:: Given data ::

#####

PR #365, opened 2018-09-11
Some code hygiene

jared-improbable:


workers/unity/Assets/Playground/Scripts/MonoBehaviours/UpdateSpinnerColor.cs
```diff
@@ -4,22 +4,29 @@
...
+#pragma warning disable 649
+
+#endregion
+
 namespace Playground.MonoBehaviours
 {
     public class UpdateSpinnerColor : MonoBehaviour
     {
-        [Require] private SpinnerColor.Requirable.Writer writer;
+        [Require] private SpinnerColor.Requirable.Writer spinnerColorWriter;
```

#####

:: What is needed ::
The result should be every line that contains "Writer", copied from the entries.

:: Expected answer ::
-        [Require] private SpinnerColor.Requirable.Writer writer;
+        [Require] private SpinnerColor.Requirable.Writer spinnerColorWriter;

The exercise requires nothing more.